In later stages of COPD, symptoms may also include:-

  • Fatigue
  • Swelling of the feet, ankles, or legs
  • Weight loss

What causes COPD?

Severe people with COPD are at least 40 years old and have at least some history of smoking. However, the longer and severe tobacco products you smoke, the higher your risk of COPD is.

In addition to cigarette, cigar smoke, pipe smoke, and secondhand smoke can create COPD. However, your risk of COPD is even higher if you have asthma and smoke.

Other causes

However, you may also build COPD if you are revealed to chemicals and fumes in the workplace. Permanent exposure to air pollution and inhaling dust can also cause COPD. In some developing countries, along with tobacco products, homes are often poorly ventilated, compelling families to breathe fumes from burning fuel used for cooking and heating.

However, there may be a genetic predisposition to building COPD. Up to an approx 5% of people with COPD have a deficiency in a protein called alpha-1-antitrypsin. However, this deficiency creates the lungs to deteriorate and also can influence the liver. There may be other related genetic factors at play as well.

Diagnosing COPD

However, there is no single exam for COPD. Diagnosing COPD is based on the symptoms, a physical test, and diagnosis test outcomes. When you visit the health consultant, be sure to mention all of your symptoms. Tell your consultant if you:-

  • A smoker or have smoked in the previous time
  • Exposed to lung issues on the job
  • Exposed to severe secondhand smoke
  • A family history of COPD
  • Asthma or other respiratory situations
  • Over-the-counter or prescription medications

Exams and tests

During a physical test, your consultant will use a stethoscope to listen to your lungs as you breathe. Based on all this information, your consultant may order some of these tests to get a complete picture:-

  • Spirometry is a noninvasive exam to assess lung function. During the exam, you will take a huge breath and then blow into a tube interacted with the spirometer.
  • Imaging exams, such as chest x-ray or CT scan. However, these images can supply a detailed look at your lungs, blood vessels, and heart.

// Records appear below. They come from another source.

PR #68, opened 2016-06-21
find_apk: Fix compatibility with Bash 3.2

Blystad:
Lollipop is, by recommendation, built on Ubuntu 12.04 where Bash 3.2
is the latest.

declare -n was added in Bash 3.3.

CC: @Dudulle - since you made the change I would love if you could take a look. I tested it on Lollipop and it works fine. I don't see how `currapk` was actually needed.

### DIFF
--- a/core/find_apk.sh
+++ b/core/find_apk.sh
@@ -10,7 +10,6 @@ getlatestapk() {
   sourceapk=""
   highcompatversion=""
   tempapks=( )
-  declare -n currapk="tempapks$i"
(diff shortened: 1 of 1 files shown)


Dudulle:
currapk was only a pointer to the last element of the list.
As you said, it wasn't really needed in this case.
This change should have the exact same effect.

Dudulle:
I ran a few tests with bash 4.3 and I did not notice any difference between the two methods.
This should be safe to merge.

PR #1064, opened 2024-04-29
Removed Doxygen characters from first line of documentation

gtribello:
In the nest and tutorials the first line of the documentation for actions appears in the tooltip that appears when you hover over the action name.  This line of text should thus provide a brief summary of what the action does.  To make this renderable this description should not include anything that needs to be rendered by Doxygen (i.e. equations and ref commands).  I found some places in PLUMED where people have included equations and ref commands in that first line of doxygen input.

This commit adds a check when the json syntax file is rendered to ensure folks do not have backslash characters in that first line of syntax. I think this should capture all the doxygen commands that people might use in these lines.

It also removes the few places where people have included equations and so on in that first line of the documentation

##### Description

See description above

##### Target release

##### Type of contribution

##### Copyright

##### Tests

### DIFF
--- a/json/Makefile
+++ b/json/Makefile
@@ -35,4 +35,4 @@ endif
 endif
 
 clean:
-	rm -fr syntax.json 
+	rm -fr syntax.json action_list
--- a/src/analysis/SelectWithStride.cpp
+++ b/src/analysis/SelectWithStride.cpp
@@ -24,7 +24,7 @@
 
 //+PLUMEDOC LANDMARKS LANDMARK_SELECT_STRIDE
 /*
-Select every \f$k\f$th landmark from the trajectory.
+Select every kth landmark from the trajectory.
 
 \par Examples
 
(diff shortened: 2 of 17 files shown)


GiovanniBussi (approved):
OK for me!

json/Makefile
```diff
@@ -35,4 +35,4 @@ endif
 endif
 
 clean:
-	rm -fr syntax.json 
+	rm -fr syntax.json action_list
```
GiovanniBussi, line 38: @gtribello is this change related to this PR?

gtribello: Not necessarily.  I think it fixes a typo I made.  When you run that json makefile it creates two files: syntax.json and action list.  If you run make clean those two files should be deleted as these are what the makefile creates.

What should I do to resolve this type of problem in general.  Just commit and push it separately and say it fixes a typo?

GiovanniBussi: It's fine I was just wondering.

PR #1070, opened 2024-05-07
Fix for plumed2html

gtribello:
##### Description

Hello @GiovanniBussi I know I said I was done with big PRs for a while but.... sorry.

I think this one addresses an oversight that we made when we added descriptions of the components to the manual.  When we did that we didn't add descriptions for the value with the action label.  If you thus read the description of the value in the syntax file it just says "this is a scalar".

In this PR I am thus adding these docstrings for all the values calculated by actions.  I think this will make the descriptions that we have of the inputs in the nest richer.  

I also realised that there was some stuff in Value and MultiValue that was part of vesselbase.  I am no longer using any of this so I deleted it all.

Lastly, made some changes to driver so that you can output a dictionary describing all the values in the input at the same time as you output all the shortcut files.  I hope to use this for generating the annotated inputs in the nest and tutorials in the future.

##### Target release

##### Type of contribution

##### Copyright

##### Tests


gtribello:
Hello @GiovanniBussi 

Thanks for the information on the scripting for the regtests.  I have now used this in the renewed regtests.  In most cases we thus don't check documentation and it can be changed without breaking regtests.  I kept some in, though, because there are  some special cases where the doctoring that is output by plumed actually depends on the input file.  For example, if you use READ the description of the value tells you want column of the file was read in.

I also checked what happens if you forget to add a description of a value.  The code still runs but it outputs a warning.  You can see why that happens if you look at the code here:

```c++
void ActionWithValue::addValue( const std::vector<unsigned>& shape ) {
  if( !keywords.outputComponentExists(".#!value") ) warning("documentation for the value calculated by this action has not been included");
  plumed_massert(values.empty(),"You have already added the default value for this action");
  values.emplace_back(Tools::make_unique<Value>(this,getLabel(), false, shape ) );
} 
```

Lastly, I checked what happens to the nest (in general) if you have a load action.  You can see an example here:

https://www.plumed-nest.org/eggs/23/027/data/plumed.dat.html

It is actually quite nifty.  You get a tooltip that tells you that the feature was loaded on the name of the loaded action.  It doesn't generate the tooltips from the syntax or the description of the value.  It still shows you how the value from the action were used in the input file, though.

I hope that all means this PR is really to merge.  Let me know what you think, please.

GiovanniBussi:
Looks good to me  thanks!

PR #1076, opened 2024-05-15
Compiling with NVHPC

Iximiel:
##### Description

In this PR I will set up some modifications to the code in order to make possible to compile all plumed with nvhpc v24.3.

As now is a work in progress, I do not know if the CI will even start and some regtests are failing on my pc, the PR is set up to check easily if the modifications do not break other compilers against the master branch.

##### Target release

##### Type of contribution

##### Copyright

##### Tests

### DIFF
--- a/src/tools/MergeVectorTools.h
+++ b/src/tools/MergeVectorTools.h
@@ -26,7 +26,12 @@
 #include <vector>
 #include <algorithm>
 #include <type_traits>
-
+#ifdef __NVCOMPILER
+#define PLMDAUTO typename C::value_type
+#else
+//I prefer letting gcc doing his work
+#define PLMDAUTO auto
+#endif
 namespace PLMD {
 
 namespace mergeVectorTools {
@@ -51,7 +56,7 @@ static void mergeSortedVectors(const C* const* vecs, std::size_t size, std::vect
     /// to allow using a priority_queu, which selects the highest element.
     /// we here (counterintuitively) define < as >
     bool operator< (Entry const& rhs) const { return top() > rhs.top(); }
-    const auto & top() const { return *fwdIt; }
+    const PLMDAUTO & top() const { return *fwdIt; }
     void next() { ++fwdIt;};
   };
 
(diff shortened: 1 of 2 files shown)


src/tools/MergeVectorTools.h
```diff
@@ -51,7 +51,13 @@ static void mergeSortedVectors(const C* const* vecs, std::size_t size, std::vect
     /// to allow using a priority_queu, which selects the highest element.
     /// we here (counterintuitively) define < as >
     bool operator< (Entry const& rhs) const { return top() > rhs.top(); }
-    const auto & top() const { return *fwdIt; }
+#ifdef __NVCOMPILER
+#define PLMDAUTO typename C::value_type
+#else
+//I prefer letting gcc doing his work
+#define PLMDAUTO auto
```
GiovanniBussi, line 58: I would avoid setting a macro `PLMDAUTO` in a .h file which could be included somewhere else. I think this is fine also with gcc:
```
// nvc++ cannot deduce the type correctly
const typename C::value_type & top() const { return *fwdIt; }
```

Also, I recently noticed this also with `icpc` installed on SISSA modules. So maybe it is a widespread bug

src/tools/MergeVectorTools.h
GiovanniBussi, line 1: I would leave a comment like
// nvc++ and icpc do not deduce the type

otherwise sooner or later we will "fix it" back to "auto"

Iximiel:
> @Iximiel it looks ready to be merged, I would retarget it for v2.10 though so that it is easier for other people wanting to contribute gpu code to do it

I retargeted v2.10, since it was the original aim for this, can you rerun the CI? I do not remember why -debug- and -intel- are failing

carlocamilloni:
@Iximiel it cannot be rerun from web because it is too old, you should push some empty or amend commit i think

Iximiel:
> @Iximiel it cannot be rerun from web because it is too old, you should push some empty or amend commit i think

I removed the `mpicc++ --version` debug line from the WF

Iximiel:
@carlocamilloni Now it passes -debug- and -intel-, I suspect that was the line I used to "debug" the mpicc version

> I removed the `mpicc++ --version` debug line from the WF

PR #1087, opened 2024-06-14
Action for reading masses and charges from a PDB file

gtribello:
##### Description

While creating all the stuff for the test centre I realised that some codes (I-Pi) don't have any mechanism for passing masses and charges of atoms to PLUMED.  Furthermore, I'm told it would be difficult to add the code to pass masses and charges to PLUMED using these codes.  I thus created this action that allows you to set the values of the masses and charges from the PLUMED input.  To set the masses and charges you just give the action a PDB file with the masses and charges in the beta and occupancy columns in the usual way.

##### Target release

##### Type of contribution

##### Copyright

##### Tests


GiovanniBussi:
@gtribello I think this is useful, but I would not use PDB format. In PLUMED we only use PDBs when we have to provide coordinates (for RMSD) or names / residues (for MOLINFO). Here it's just reading a vector, I would save the user from the potential issues with misformatted files.

Why not using the same format that you can now write (with [DUMPMASSCHARGE](https://github.com/plumed/plumed2/blob/master/src/generic/DumpMassCharge.cpp)) and read (with `driver --mcfile`)?

In addition, I would call the action `READMASSCHARGE` for consistency.

If you like the PDB, we can add the option of writing a PDB with charges in DUMPMASSCHARGE and reading it in READMASSCHARGE, but I am not sure it is a good idea.

gtribello:
Thanks for these comments @GiovanniBussi.  I have changed the name as you suggest now and have also added the option to read either a pdb file or the mass charge file.  This is the same as what we allow with driver so I think it makes more sense.

Thanks again.

GiovanniBussi:
> This is the same as what we allow with driver
True, I didn't remember this... Thanks!

gtribello:
did we merge this?  I can't remember why we didn't.  Do you remember @GiovanniBussi?

Issue #1086, opened 2024-06-14
Error when patching plumed (v2.9.1) to Gromacs 23.5


zhongxiang117:
As a report, since this is caused by the new version of Plumed and Gromacs, I opened a new issue.

I downloaded the least version of plumed-v2.9.1, tried to patch Gromacs 2023.5, failed with the same error like #981, and solved  by the same solution mentioned below by using version of `git checkout fff0fa526`. Thus there must be some hidden problems in codes.

zhongxiang117:
Besides, there are one addition problem. If I compile plumed into a non-standard path (achieved by using `export DESTDIR=mydir; make`), after patch, in Gromacs root folder, there will be three plumed related files (symbolic link) added.
```
Plumed.cmake    # symbolic link, to my custom location, Good
Plumed.inc      # symbolic link, to my custom location, Good
Plumed.h        # symbolic link, to standard location,  Error!
```

Nonetheless, in whatever situations, these three files should be created at `runtime` patching, relative to the path where the `plumed patch` executes, not to its compiled paths.

GiovanniBussi:
Regarding [this](https://github.com/plumed/plumed2/issues/1086#issue-2352382656) I think you are right, I reopened issue #981 

Regarding [this](https://github.com/plumed/plumed2/issues/1086#issuecomment-2167133134) I think you are not expected to use `DESTDIR` to change the location. You should use `--prefix /path`. `DESTDIR` is to temporarily place the installed version in a different root directory for staging. This allows for instance to do `make install` without root permission, pack the installation directory in a single zip file, then unpack it to the correct prefix with root permissions.

I close this issue now, please reopen it if the answer is not clear. Thanks for reporting!

zhongxiang117:
Hello @GiovanniBussi, thanks for your work!

For my second report of compilation path, I surely know how does `DESTDIR` work, and it is not a standard way to install package. But, I do not think it is a proper way to "hard-coded" it, I mean by using absolute path to create symbolic link, inside the source codes. As I mentioned, the files used for patching should be resolved during runtime execution, it should not depend on pre-configrautions where `--prefix` specifies.

GiovanniBussi:
I am not sure what's special with files used during patching. 

Unfortunately we need to hard code paths for other reasons. It might be possible to strip down the absolute path form our dynamic library using dladdr (but it is not 100% supported) and some bash trick in our scripts. There are a couple of places however where I think we cannot, namely:

[...]

PR #1088, opened 2024-06-14
dynamically resolve environment variables

zhongxiang117:
##### Description

This PR is to use solve the problem mentioned in #1086 section 2 about the dynamical link of "Plumed.h" header file.

##### Type of contribution

##### Copyright

##### Idea for update

I thoroughly go over the `plumed=patch` codes, after compilation, I found the call sequence of `plumed=patch` is:

```
a) plumed patch -p
    1) bin/plumed                       # plumed executor
    2) lib/plumed/scripts/patch.sh      # script interface
    3) lib/plumed/patches/patch.sh      # real codes do patch

b) plumed-patch -p
    1) bin/plumed-patch                 # plumed-patch executor
    2) lib/plumed/scripts/patch.sh      # script interface
    3) lib/plumed/patches/patch.sh      # real codes do patch
```

Be aware of that call `a` and `b` are different, `a` is run `plumed` first, and then use its internal solver to find patch codes, while `b` is directly run patch script.

The difference is environment variable `PLUMED_INCLUDEDIR` is hard-coded inside `plumed` binary object, where inside `plumed-patch` script, it can be customized.

Thus, to make it work, I made edition of two files, 1) `src/lib/Makefile`: add some lines to check environment variables before scripts executes, relating to `b`. 2) `patches/patch.sh`: to exclusively check `PLUMED_INCLUDEDIR` validation, relating to `a`.

I think the explanations should be clear, if there are any opaques, please let me know, thanks!

### DIFF
--- a/patches/patch.sh
+++ b/patches/patch.sh
@@ -284,14 +284,19 @@ case "$action" in
       test -n "$quiet" || echo "Executing plumed_before_patch function"
       plumed_before_patch
     fi
+    if test -f "$PLUMED_INCLUDEDIR/$PLUMED_PROGRAM_NAME/wrapper/Plumed.h"; then
+      header="$PLUMED_INCLUDEDIR/$PLUMED_PROGRAM_NAME/wrapper/Plumed.h"
+    else
+      header=`realpath "$PLUMED_ROOT/../../include/plumed/wrapper/Plumed.h"`
+    fi
     if test -n "$include" ; then
       test -n "$quiet" || echo "Including Plumed.h, Plumed.inc, and Plumed.cmake ($mode mode)"
-      echo "#include \"$PLUMED_INCLUDEDIR/$PLUMED_PROGRAM_NAME/wrapper/Plumed.h\"" > Plumed.h
+      echo "#include \"$header\"" > Plumed.h
       echo "include $PLUMED_ROOT/src/lib/Plumed.inc.$mode" > Plumed.inc
       echo "include($PLUMED_ROOT/src/lib/Plumed.cmake.$mode)" > Plumed.cmake
     else
       test -n "$quiet" || echo "Linking Plumed.h, Plumed.inc, and Plumed.cmake ($mode mode)"
-      ln -fs "$PLUMED_INCLUDEDIR/$PLUMED_PROGRAM_NAME/wrapper/Plumed.h" Plumed.h
+      ln -fs "$header" Plumed.h
       ln -fs "$PLUMED_ROOT/src/lib/Plumed.inc.$mode" Plumed.inc
       ln -fs "$PLUMED_ROOT/src/lib/Plumed.cmake.$mode" Plumed.cmake
     fi
--- a/src/lib/Makefile
+++ b/src/lib/Makefile
@@ -446,16 +446,36 @@ ifeq ($(PLUMED_INSTALL),Install)
 # If plumed is installed, single paths can be overridden using env vars
 	@echo "export PLUMED_IS_INSTALLED=yes" >> $@
 	@echo "export PLUMED_ROOT=\"\$${PLUMED_ROOT-$(libdir)/$(program_name)}\"" >> $@
-	@echo "export PLUMED_INCLUDEDIR=\"\$${PLUMED_INCLUDEDIR-$(includedir)}\"" >> $@
-	@echo "export PLUMED_HTMLDIR=\"\$${PLUMED_HTMLDIR=$(htmldir)}\"" >> $@
+	@echo "PLUMED_INCLUDEDIR=\"\$${PLUMED_INCLUDEDIR-$(includedir)}\""      >> $@
+	@echo "if test -d \"\$$PLUMED_INCLUDEDIR/plumed\"; then"                >> $@
+	@echo "    export PLUMED_INCLUDEDIR=\$$PLUMED_INCLUDEDIR"               >> $@
+	@echo "else"                                                            >> $@
+	@echo "    export PLUMED_INCLUDEDIR=\$$PLUMED_ROOT/../../include"       >> $@
+	@echo "fi"                                                              >> $@
+	@echo "PLUMED_HTMLDIR=\"\$${PLUMED_HTMLDIR=$(htmldir)}\""               >> $@
+	@echo "if test -d \"\$$PLUMED_HTMLDIR\"; then"                          >> $@
+	@echo "    export PLUMED_HTMLDIR=\$$PLUMED_HTMLDIR"                     >> $@
+	@echo "else"                                                            >> $@
+	@echo "    export PLUMED_HTMLDIR=\$$PLUMED_ROOT/../../share/doc/plumed" >> $@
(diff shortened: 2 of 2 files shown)


GiovanniBussi:
Hi, thanks for the contribution. I am not sure this is robust. If I understand correctly:

- You check if the usual path (the one used now) exist and if so you use that
- If not, you use `PLUMED_ROOT/../../include`

This is fragile for a number of reasons:
- If another version of plumed has been already installed on that path, the solver will use that
- You are assuming that include dir is identical to prefix/include, and that libdir is identical to prefix/X/Y (with X Y arbitrary directories). This is not enforced anywhere else I think, and in some distributions it is not true.

Regarding your comments, let me add that:
- You are not supposed to use the `patches/patch.sh` script directly. This is very much like the scripts present in `scripts`. It should be called via a wrapper that setups the environment correctly. Let me know if there is any documented use of the `patches/patch.sh` script, which should be fixed.
- Even though the path to include files is hard coded in the binary executable, it can [still be adjusted](https://github.com/plumed/plumed2/blob/2e07dd1ebd5ac717b16f86a9eb5a481a384a9f20/src/config/Config.inc.in#L88-L98). Did you try to set `PLUMED_INCLUDEDIR` before running plumed?
- Using `PLUMED_ROOT` to adjust this is a last resort.

I am still a bit confused about what you are trying to provide. Something like this?

- install plumed to a prefix
- move it somewhere else
- set some env var to consider the new path
- patch an MD code
- compile the MD code

I think that the solution for relocatability is to use:
- 'dladdr` in the cpp code that I linked above to know where the library is
- some bash trick in the bash wrappers to find the path of "this" executing script

This will still have the open issues that I mentioned [here](https://github.com/plumed/plumed2/issues/1086#issuecomment-2167273011). But it would allow you to relocate plumed and use it (without setting and env var), though on Linux only.

zhongxiang117:
Thanks for your comments. Now I know where your confusion is, before that let me explain the things you have talked about.

1) If `PLUMED_ROOT/../../include` is dangerous, I can normalize that by using `realpath` command.
2) I am not directly using `patches/patch.sh` script, the above writing is to show the call sequences when the script under `bin` folder executes. After compilation and installation, there are three files under `bin` folder, which is supposed to be added to `PATH` environment variable, then user can have access to `plume`, `plume-config`, and `plume-patch` commands. So I tested the differences between `plume` and `plume-patch` scripts, and found that they do have differences.

This is not about on the installation stage, installation can be anywhere as long as configurations, `./configure`, success, no matter whether `--prefix` or `DESTDIR` used or not.

What I am trying to provide is to make the environmental setting more concise and standard, I mean usually the program will be compiled and installed in a standard way, like installing to `PREFIX/bin`, `PREFIX/lib`, and etc.. Seldom, normally for advanced users, the files will be separately installed to `PREFIX_A/bin`, `PREFIX_B/lib`, and etc. customizing each type of object paths.

So after installation, even for different versions of program, the compiled files under like `PREFIX/bin`, `PREFIX/lib`, and so on, the paths of them will be corresponded to each other. Thus, the way I provide is to by only setting “PROGRAM_ROOT” once, all other its same-time compiled files can be relocated automatically, when using patch scripts.

I know by additionally setting `PLUMED_INCLUDEDIR` to different and the “same-time” installed folder works and meets my needs, but I want to solve it in a more standard way by only using `PLUMED_ROOT` variable, and I don't find any docs talking about this, if has, please enlighten me and let me know.

More important, the update only take effects on patch scripts, and make it more robust to find include headers, it will not influence how `bin/plumed` executable to relocate configuration files or static library(if compiled in this way), so your worries are not a problem.

GiovanniBussi:
Ok let me try again to understand what you are trying to do.

1. install plumed somewhere
2. move the installed package somewhere else
3. export PLUMED_ROOT and fix PATH
4. use plumed patch to patch an MD code

With the current implementation, if you skip step 2 everything works as expected, correct?

At point 4 you are only interested in `plumed patch`, correct?

If so, I guess your solution should not work. Even if you fix the paths seen in the patch.sh script so that the links work correctly, the make and cmake include files will still contain absolute paths. Please have a look at files `$prefix/lib/plumed/src/lib/Plumed.cmake` and `$prefix/lib/plumed/src/lib/Plumed.make`.

The only solution, to my understanding, is to:
- modify the patch script so that it copies those files rather than providing links
- while copying those files, edit them on the fly to adjust absolute paths

Alternatively, if possible, modify the `Plumed.cmake` and `Plumed.make` files so that they can automatically find their own location when included. I know this is possible with bash scripts (see e.g. [here](https://stackoverflow.com/questions/4774054/reliable-way-for-a-bash-script-to-get-the-full-path-to-itself)). I don't know if it's possible for make and cmake files.

Related to the problem of having `include` directory not equal to `plumed_root/../../include`, I think the clean solution is to find the correct relationship as a [relative path](https://stackoverflow.com/questions/2564634/convert-absolute-path-into-relative-path-given-a-current-directory-using-bash). I guess you can do it at run time, when the directories exist already.

zhongxiang117:
Hi @GiovanniBussi, your understanding of what I am trying to do is correct. I should have explained it at the very beginning.

I know where is your worry about, it is not about the compilation stage, or any `make` or `cmake` files.

The PR of new codes just adds an additional layer when running `plumed patch` or `plumed-patch`, or other BASH scripts, it will help find the correct `PLUEMD_INCLUDEDIR` path.

Let us assume the compilation has been done, the `plumed` program has been successfully created with all its needed files and objects into a compact folder, and we know some paths inside `bin/plumed` binary uses absolute path, and it works as expect.

Now, I move this folder to another place, and correctly setting `PLUMED_ROOT` to that new path, the `plumed` still works(this is very important), but patches cannot find its correct header file(this is the problem that I encountered).

Thus, I provided a way to solve it, by firstly checking the validation of the folder path before doing really patch. It will not influence all other settings, it simply adds a second layer to help locate header files. If no folder path changes, those codes will be never run.

To conclude, there are two very important things that I should mention, to relieve any of your concerns.

1) The codes in PR only adds a warranty to help set the correct `PLUMED_INCLUDEDIR` path when something happens
2) `bin/plumed` will work as always, no matter its path of folder renamed or moved to other place (I have tested it, 100% sure)

zhongxiang117:
One more thing, the "standard" way to solve the relative path `plumed_root/../../include`, the same solution can be used as referenced from `configure` file, by using `realpath` during its runtime.

Also, I see all those scripts are generated and assumed to be run `#!/usr/bin/env bash` environment, no other type SHELLs are defined, thus, I do not think it is a big problem.

GiovanniBussi:
I see that your patch is not affecting the rest of the code. It is just making `plumed patch -p` able to properly patch MD codes after plumed has been moved, adding symbolic links to the correct files. To my understanding, however, **it will not be possible to compile the patched code** (because the cmake and make include files still contain the absolute path to the location of plumed before it was moved). Thus, I don't think it is worth merging it.

I am closing this but feel free to reopen if there's something I misunderstood.

PR #1090, opened 2024-06-27
Removed old-style-cast from Plumed.h

Iximiel:
##### Description

I removed the old-style casts in Plumed.h.

Now when Plumed.h is in "c++ mode" will use static_cast or reintrpet_cast 

I used `-Werror=old-style-cast` to find the casts and i changed to static when gcc suggested to change to static and reintepret otherwise or when no suggestion were made.

I am not 100% sure to have changed every casts, but at least the ones that affects the gromacs compilation are done plus some more found with searching `\(.*?\)\w`.

##### Target release

##### Type of contribution

##### Copyright

##### Tests

### DIFF
--- a/src/wrapper/Plumed.h
+++ b/src/wrapper/Plumed.h
@@ -3852,11 +3852,16 @@ __PLUMED_WRAPPER_INTERNALS_END
 /**
   Utility to search for a function.
 */
+#ifdef __cplusplus
+#define __PLUMED_WRAPPER_SEARCHF_CAST(func,tmpptr) func=reinterpret_cast<decltype (func)>(tmpptr)
+#else
+#define __PLUMED_WRAPPER_SEARCHF_CAST(func,tmpptr)  *(void **)&func=tmpptr
+#endif
 #define __PLUMED_SEARCH_FUNCTION(tmpptr,handle,func,name,debug) \
   if(!func) { \
     tmpptr=dlsym(handle,name); \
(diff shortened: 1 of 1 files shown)


Iximiel:
> Indeed, I see you only use it in regions of the code that are C++ only, so no reason to use this macro

I changed it in the std::filesystem part
but some of them are in the f2c, c2f, c2v and v2c functions that are wrapped by `__PLUMED_WRAPPER_C_BEGIN/END`, are also these only c++?

GiovanniBussi:
You are right, those are also for C. So we can either keep it as is or maybe you can put explicit reinterpret_cast in the filesystem part, just because it's clearer...

Iximiel:
> You are right, those are also for C. So we can either keep it as is or maybe you can put explicit reinterpret_cast in the filesystem part, just because it's clearer...

i changed CAST to REINTERPRET_CAST, so it is clearer, and in the c++ parts I wrote it explicitly

Iximiel:
The changes should not be accepted, using clang12 for compiling raises a warning about some of the cast to be undefined behaviour. I think I should address this before considering the work done

Iximiel:
I think I solved the issue, I do not get anymore the UB warnings. And the solution should be compatible with C++98

GiovanniBussi:
@Iximiel I think I can merge this, but you should first make it "not draft" I think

The above tests can support to determine if you have COPD or a different condition, like asthma, a restrictive lung disease, or heart failure.

Treatment of COPD

Treatment can reduce symptoms, stop complications, and normally slow disease progression. Your medical professionals may include a lung specialist (pulmonologist) and physical and respiratory therapists.

Oxygen therapy

However, if your blood oxygen level is severely low, you can take supplemental oxygen through a mask or nasal cannula to support you breathe better.

Surgery

Surgery is reserved for many more COPD or when other treatments have failed, which is severe likely when you have a form of many emphysema. One type of surgery is known as bullectomy. During this method, the consultant stops large, abnormal air spaces (bullae) from the lungs.

Another is a lung volume reduction surgery, which stops damaged upper lung tissue. However, this surgery can be more effective inĀ improving breathing, but few patients undergo this major, somewhat risky procedure.

Lifestyle changes

However, certain lifestyle changes may also support alleviate your symptoms or provide relief.

  • If you smoke, quit. Your consultant can recommend appropriate products or support services.
  • Whenever possible, ignore secondhand smoke and chemical fumes.
  • Talk to your consultant about how much exercise is safe for you.